Assigned task - Search the records for the word "nodeName" and report each line that has it.

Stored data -
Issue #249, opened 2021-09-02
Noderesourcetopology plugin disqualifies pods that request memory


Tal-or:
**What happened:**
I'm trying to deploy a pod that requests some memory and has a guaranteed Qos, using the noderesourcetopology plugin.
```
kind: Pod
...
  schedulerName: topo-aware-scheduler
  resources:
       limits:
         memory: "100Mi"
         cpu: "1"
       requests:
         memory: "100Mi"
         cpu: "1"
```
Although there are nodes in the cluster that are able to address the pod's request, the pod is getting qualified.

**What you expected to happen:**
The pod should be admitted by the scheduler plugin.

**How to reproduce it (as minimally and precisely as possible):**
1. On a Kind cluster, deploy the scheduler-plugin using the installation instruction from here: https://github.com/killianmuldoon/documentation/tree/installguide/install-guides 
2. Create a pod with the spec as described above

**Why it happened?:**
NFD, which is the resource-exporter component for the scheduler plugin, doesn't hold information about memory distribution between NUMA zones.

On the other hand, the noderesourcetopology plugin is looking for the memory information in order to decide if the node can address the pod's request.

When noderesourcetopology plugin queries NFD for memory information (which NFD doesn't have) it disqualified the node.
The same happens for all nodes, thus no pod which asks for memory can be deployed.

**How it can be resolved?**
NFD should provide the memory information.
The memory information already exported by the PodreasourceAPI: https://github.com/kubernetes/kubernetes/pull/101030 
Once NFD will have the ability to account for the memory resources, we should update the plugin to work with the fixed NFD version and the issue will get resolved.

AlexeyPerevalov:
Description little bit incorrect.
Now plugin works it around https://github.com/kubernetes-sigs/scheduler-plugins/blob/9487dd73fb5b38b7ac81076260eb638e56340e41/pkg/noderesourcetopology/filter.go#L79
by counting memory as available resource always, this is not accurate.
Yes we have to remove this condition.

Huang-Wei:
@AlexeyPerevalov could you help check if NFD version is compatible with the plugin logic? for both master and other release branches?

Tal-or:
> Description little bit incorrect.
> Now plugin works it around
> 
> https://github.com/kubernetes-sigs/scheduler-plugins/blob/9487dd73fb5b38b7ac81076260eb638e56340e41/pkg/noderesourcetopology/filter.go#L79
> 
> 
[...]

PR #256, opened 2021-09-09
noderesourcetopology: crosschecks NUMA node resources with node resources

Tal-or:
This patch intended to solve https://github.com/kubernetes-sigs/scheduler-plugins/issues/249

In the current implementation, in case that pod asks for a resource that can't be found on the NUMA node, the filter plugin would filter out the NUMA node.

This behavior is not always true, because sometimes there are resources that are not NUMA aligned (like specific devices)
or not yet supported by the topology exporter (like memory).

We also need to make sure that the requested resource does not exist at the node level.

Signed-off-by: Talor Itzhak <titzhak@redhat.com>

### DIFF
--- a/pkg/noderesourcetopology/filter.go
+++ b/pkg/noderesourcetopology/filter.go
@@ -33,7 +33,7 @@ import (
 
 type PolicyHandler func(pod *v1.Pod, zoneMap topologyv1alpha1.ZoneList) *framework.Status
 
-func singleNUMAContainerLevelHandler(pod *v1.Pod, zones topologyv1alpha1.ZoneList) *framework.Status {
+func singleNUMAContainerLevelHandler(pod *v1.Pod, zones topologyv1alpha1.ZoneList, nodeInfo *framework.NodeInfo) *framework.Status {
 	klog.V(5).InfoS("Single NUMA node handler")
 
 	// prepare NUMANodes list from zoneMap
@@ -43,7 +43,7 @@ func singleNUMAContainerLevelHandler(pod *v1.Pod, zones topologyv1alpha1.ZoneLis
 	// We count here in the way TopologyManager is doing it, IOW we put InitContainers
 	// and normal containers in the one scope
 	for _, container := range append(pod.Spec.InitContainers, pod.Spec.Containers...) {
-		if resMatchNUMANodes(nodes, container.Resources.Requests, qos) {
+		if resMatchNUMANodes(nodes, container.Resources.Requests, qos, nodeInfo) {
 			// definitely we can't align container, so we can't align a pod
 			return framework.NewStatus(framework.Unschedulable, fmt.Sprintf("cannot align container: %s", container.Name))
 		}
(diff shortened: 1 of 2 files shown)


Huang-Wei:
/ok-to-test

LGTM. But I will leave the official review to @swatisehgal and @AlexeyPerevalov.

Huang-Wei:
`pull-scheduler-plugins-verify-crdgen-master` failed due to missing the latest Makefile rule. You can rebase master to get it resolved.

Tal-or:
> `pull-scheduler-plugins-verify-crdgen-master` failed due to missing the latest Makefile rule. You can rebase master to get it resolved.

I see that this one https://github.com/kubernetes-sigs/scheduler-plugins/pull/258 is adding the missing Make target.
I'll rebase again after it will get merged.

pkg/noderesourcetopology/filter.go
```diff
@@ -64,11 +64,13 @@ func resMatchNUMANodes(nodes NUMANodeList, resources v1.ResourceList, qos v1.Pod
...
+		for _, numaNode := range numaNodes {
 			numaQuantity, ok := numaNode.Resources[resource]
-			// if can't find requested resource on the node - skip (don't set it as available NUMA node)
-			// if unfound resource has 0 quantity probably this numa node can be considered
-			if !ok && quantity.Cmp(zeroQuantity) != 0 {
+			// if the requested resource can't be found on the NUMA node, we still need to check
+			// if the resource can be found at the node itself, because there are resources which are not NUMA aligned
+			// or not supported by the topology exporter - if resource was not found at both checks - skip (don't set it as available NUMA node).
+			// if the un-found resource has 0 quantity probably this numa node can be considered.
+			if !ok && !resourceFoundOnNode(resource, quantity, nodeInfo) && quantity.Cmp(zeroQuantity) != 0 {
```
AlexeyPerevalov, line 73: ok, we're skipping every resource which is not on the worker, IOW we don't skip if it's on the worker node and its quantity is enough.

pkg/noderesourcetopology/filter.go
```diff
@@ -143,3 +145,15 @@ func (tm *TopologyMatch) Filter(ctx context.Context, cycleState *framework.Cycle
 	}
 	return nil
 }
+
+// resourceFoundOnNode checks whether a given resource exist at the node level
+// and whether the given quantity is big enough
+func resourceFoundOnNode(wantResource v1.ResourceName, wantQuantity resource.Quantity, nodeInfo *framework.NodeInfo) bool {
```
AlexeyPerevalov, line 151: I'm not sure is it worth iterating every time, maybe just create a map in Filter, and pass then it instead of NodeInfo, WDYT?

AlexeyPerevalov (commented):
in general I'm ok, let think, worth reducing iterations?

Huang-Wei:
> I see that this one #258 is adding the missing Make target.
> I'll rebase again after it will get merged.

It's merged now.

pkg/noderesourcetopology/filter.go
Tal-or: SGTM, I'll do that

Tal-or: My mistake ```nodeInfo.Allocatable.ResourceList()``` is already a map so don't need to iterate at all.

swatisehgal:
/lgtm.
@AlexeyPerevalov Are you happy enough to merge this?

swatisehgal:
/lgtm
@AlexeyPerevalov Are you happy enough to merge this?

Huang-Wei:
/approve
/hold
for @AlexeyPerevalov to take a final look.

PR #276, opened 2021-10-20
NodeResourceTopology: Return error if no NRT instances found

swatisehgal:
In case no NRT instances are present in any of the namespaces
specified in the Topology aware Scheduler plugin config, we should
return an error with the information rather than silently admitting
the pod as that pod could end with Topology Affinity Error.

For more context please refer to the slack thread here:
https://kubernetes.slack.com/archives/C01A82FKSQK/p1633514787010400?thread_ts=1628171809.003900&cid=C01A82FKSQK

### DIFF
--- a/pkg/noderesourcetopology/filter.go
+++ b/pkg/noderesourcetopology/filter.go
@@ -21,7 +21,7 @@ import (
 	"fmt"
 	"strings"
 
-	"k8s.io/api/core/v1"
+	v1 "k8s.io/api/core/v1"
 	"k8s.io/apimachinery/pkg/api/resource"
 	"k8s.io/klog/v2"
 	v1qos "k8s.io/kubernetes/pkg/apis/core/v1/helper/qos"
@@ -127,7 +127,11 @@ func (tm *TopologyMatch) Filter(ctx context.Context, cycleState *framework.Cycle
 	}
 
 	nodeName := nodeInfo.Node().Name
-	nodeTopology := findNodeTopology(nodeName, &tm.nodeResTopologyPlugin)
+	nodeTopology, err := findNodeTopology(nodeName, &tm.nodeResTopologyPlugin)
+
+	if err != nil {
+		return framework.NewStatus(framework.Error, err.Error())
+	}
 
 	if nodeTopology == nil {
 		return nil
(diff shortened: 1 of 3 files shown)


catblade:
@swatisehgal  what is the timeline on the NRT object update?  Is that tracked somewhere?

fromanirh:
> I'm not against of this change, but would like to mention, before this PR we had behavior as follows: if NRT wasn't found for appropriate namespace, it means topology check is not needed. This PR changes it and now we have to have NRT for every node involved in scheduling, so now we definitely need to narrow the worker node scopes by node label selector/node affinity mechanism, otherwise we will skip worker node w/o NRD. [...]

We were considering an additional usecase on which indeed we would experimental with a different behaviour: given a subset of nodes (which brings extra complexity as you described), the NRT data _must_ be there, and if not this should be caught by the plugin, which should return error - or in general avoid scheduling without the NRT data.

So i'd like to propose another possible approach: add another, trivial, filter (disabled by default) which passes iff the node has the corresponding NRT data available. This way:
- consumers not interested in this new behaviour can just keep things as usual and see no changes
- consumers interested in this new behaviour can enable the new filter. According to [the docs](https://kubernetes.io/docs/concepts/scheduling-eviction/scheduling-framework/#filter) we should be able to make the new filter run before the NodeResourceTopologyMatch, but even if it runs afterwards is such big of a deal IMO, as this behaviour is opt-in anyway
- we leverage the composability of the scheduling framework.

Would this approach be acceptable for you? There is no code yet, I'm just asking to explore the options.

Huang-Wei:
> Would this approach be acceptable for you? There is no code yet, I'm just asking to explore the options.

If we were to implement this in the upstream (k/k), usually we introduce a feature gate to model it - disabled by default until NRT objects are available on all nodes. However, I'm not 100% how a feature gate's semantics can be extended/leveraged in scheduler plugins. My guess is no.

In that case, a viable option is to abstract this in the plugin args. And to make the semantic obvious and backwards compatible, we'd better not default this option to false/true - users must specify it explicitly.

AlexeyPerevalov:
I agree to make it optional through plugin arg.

Result of the exercise -
 	nodeName := nodeInfo.Node().Name
-	nodeTopology := findNodeTopology(nodeName, &tm.nodeResTopologyPlugin)
+	nodeTopology, err := findNodeTopology(nodeName, &tm.nodeResTopologyPlugin)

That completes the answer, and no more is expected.